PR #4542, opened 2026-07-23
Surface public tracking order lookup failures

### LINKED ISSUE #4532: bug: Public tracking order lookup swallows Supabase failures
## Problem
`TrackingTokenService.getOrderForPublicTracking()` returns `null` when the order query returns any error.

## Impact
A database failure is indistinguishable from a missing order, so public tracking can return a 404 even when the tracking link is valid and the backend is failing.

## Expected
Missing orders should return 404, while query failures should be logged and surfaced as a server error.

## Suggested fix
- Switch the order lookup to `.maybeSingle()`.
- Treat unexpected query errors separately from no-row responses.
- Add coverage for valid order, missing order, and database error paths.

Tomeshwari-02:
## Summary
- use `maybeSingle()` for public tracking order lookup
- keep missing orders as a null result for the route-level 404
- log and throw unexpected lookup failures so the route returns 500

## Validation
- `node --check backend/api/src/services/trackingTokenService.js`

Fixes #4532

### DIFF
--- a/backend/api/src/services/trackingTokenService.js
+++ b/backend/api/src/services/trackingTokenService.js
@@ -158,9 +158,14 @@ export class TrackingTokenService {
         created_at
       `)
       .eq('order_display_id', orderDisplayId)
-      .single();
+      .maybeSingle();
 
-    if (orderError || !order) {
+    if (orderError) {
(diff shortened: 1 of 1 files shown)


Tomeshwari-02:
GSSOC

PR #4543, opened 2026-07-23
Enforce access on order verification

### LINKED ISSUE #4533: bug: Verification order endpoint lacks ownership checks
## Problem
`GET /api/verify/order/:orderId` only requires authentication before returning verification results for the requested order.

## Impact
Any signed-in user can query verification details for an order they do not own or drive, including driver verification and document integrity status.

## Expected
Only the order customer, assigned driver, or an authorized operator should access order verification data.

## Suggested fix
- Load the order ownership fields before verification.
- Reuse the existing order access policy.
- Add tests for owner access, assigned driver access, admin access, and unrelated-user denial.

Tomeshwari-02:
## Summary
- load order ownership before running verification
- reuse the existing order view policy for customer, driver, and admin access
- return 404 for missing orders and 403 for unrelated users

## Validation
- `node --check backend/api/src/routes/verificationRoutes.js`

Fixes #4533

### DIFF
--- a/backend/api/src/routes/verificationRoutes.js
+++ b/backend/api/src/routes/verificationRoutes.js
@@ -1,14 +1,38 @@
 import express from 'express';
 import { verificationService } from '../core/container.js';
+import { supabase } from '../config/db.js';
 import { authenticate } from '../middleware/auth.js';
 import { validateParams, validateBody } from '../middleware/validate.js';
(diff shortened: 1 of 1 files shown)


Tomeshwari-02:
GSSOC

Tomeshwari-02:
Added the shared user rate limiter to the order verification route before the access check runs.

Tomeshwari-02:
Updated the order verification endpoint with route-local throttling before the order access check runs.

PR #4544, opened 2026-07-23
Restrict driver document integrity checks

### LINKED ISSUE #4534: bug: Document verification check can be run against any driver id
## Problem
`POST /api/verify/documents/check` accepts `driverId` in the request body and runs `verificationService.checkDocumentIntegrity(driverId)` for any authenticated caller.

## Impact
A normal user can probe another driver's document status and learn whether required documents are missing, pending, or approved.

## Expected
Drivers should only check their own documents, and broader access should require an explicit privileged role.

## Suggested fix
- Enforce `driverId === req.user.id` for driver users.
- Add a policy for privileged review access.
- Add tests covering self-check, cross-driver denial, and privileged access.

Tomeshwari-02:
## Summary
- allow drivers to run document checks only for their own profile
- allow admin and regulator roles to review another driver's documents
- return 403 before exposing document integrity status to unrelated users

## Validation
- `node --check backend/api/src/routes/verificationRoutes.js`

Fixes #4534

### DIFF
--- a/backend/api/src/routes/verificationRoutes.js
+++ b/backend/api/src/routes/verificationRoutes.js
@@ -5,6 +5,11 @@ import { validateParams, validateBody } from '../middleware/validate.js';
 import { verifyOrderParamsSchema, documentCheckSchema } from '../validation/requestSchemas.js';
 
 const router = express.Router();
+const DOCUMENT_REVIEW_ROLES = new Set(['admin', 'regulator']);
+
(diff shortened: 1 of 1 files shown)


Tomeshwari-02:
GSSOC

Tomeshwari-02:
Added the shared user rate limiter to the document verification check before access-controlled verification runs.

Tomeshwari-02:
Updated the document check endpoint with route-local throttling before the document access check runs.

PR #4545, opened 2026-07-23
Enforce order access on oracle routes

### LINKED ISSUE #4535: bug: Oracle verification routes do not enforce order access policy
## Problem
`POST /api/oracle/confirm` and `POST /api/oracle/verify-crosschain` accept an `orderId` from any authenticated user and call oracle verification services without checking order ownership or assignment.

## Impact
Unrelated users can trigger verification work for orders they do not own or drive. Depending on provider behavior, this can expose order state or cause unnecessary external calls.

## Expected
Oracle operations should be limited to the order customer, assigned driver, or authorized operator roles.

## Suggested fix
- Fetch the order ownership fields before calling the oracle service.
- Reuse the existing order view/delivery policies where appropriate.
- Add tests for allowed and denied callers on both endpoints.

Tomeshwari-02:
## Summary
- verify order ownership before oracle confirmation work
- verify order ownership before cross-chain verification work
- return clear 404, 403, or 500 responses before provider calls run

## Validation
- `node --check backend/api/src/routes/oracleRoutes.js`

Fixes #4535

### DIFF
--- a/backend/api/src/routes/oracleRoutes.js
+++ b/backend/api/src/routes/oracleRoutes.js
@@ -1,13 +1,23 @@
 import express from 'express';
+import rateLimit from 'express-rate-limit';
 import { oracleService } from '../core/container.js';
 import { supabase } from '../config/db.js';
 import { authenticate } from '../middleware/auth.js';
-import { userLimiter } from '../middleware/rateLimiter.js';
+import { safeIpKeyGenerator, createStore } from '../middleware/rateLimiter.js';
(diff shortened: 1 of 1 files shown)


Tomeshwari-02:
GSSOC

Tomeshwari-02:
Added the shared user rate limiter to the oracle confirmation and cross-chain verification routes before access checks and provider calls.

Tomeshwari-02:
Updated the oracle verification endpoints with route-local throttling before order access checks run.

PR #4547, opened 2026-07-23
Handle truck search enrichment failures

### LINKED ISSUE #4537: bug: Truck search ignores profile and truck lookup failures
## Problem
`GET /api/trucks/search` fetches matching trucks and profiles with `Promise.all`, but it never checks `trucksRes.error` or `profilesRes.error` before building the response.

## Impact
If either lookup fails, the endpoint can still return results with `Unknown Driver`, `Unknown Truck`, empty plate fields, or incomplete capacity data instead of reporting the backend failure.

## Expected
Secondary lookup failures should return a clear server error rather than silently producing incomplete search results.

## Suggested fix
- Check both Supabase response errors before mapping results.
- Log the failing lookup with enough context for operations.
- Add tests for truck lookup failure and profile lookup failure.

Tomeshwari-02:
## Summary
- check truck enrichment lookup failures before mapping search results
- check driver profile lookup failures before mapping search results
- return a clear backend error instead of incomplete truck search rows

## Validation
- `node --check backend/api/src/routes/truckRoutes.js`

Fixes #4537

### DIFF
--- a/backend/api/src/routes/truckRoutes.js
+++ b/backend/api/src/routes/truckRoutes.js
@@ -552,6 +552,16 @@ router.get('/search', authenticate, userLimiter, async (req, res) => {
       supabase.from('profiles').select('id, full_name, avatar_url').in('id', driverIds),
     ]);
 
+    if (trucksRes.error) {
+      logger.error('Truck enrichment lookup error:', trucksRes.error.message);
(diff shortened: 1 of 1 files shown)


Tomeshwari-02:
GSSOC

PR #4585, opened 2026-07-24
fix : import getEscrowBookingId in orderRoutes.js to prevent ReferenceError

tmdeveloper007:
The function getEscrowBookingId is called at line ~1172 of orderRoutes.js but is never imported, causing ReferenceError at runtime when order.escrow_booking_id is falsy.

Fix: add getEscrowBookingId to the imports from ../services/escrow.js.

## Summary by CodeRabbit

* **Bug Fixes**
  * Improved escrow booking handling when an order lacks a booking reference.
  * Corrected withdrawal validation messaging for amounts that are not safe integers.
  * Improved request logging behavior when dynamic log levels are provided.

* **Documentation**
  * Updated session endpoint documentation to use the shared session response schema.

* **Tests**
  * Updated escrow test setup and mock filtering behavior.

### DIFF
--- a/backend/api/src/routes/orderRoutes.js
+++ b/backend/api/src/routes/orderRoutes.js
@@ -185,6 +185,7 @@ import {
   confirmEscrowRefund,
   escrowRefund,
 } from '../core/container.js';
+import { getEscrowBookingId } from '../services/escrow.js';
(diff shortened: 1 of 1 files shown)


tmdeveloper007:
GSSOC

==

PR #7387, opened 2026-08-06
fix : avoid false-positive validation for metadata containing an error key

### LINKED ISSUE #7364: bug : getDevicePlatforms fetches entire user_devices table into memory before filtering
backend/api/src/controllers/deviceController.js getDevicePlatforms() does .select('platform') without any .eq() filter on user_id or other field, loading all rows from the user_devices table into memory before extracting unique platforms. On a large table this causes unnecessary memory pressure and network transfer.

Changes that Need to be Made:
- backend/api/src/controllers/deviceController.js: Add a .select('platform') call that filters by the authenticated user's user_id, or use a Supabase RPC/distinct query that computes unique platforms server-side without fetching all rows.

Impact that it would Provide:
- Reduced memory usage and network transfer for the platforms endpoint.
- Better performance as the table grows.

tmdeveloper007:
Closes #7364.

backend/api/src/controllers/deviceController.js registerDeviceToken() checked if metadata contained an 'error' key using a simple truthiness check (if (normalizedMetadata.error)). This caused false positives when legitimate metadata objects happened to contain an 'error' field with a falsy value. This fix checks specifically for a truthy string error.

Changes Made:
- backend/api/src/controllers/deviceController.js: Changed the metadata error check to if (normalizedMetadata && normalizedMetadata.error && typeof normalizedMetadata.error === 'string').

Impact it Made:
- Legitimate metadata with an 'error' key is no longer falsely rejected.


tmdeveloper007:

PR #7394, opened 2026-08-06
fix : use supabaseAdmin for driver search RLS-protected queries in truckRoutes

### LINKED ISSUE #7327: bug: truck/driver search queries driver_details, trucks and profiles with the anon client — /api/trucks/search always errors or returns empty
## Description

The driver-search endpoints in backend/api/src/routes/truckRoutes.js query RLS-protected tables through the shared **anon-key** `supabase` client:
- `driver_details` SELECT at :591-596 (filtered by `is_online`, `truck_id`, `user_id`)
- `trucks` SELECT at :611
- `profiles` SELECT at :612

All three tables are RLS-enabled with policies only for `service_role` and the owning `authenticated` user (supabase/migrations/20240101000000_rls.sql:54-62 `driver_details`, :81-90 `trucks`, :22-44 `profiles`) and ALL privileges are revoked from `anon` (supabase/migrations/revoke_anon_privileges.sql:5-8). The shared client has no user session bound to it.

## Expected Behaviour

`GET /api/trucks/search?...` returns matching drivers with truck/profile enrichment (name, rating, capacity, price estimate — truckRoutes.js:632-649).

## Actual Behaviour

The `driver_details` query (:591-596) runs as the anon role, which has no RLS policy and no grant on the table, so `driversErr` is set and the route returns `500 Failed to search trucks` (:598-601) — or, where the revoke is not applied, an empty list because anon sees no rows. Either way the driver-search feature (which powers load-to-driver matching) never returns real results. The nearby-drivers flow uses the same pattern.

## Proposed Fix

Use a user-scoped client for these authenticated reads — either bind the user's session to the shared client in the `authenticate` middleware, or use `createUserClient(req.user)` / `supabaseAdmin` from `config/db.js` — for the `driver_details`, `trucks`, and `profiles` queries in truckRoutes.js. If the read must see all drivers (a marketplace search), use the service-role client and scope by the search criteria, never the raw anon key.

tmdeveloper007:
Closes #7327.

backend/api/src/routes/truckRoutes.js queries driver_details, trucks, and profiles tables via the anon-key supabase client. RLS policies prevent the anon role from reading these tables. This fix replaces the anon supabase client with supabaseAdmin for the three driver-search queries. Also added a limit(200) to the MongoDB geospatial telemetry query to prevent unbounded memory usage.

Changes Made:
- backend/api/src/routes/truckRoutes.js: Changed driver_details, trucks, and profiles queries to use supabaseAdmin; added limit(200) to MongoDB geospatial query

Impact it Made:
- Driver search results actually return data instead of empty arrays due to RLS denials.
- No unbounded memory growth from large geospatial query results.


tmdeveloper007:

WORK TO COMPLETE
Reproduce the lines above, beginning at the line with "- check truck" and stopping after the line with "not safe integers.", exactly as they are.

RESPONSE FOR THIS EXERCISE
- check truck enrichment lookup failures before mapping search results
- check driver profile lookup failures before mapping search results
- return a clear backend error instead of incomplete truck search rows

## Validation
- `node --check backend/api/src/routes/truckRoutes.js`

Fixes #4537

### DIFF
--- a/backend/api/src/routes/truckRoutes.js
+++ b/backend/api/src/routes/truckRoutes.js
@@ -552,6 +552,16 @@ router.get('/search', authenticate, userLimiter, async (req, res) => {
       supabase.from('profiles').select('id, full_name, avatar_url').in('id', driverIds),
     ]);
 
+    if (trucksRes.error) {
+      logger.error('Truck enrichment lookup error:', trucksRes.error.message);
(diff shortened: 1 of 1 files shown)


Tomeshwari-02:
GSSOC

PR #4585, opened 2026-07-24
fix : import getEscrowBookingId in orderRoutes.js to prevent ReferenceError

tmdeveloper007:
The function getEscrowBookingId is called at line ~1172 of orderRoutes.js but is never imported, causing ReferenceError at runtime when order.escrow_booking_id is falsy.

Fix: add getEscrowBookingId to the imports from ../services/escrow.js.

## Summary by CodeRabbit

* **Bug Fixes**
  * Improved escrow booking handling when an order lacks a booking reference.
  * Corrected withdrawal validation messaging for amounts that are not safe integers.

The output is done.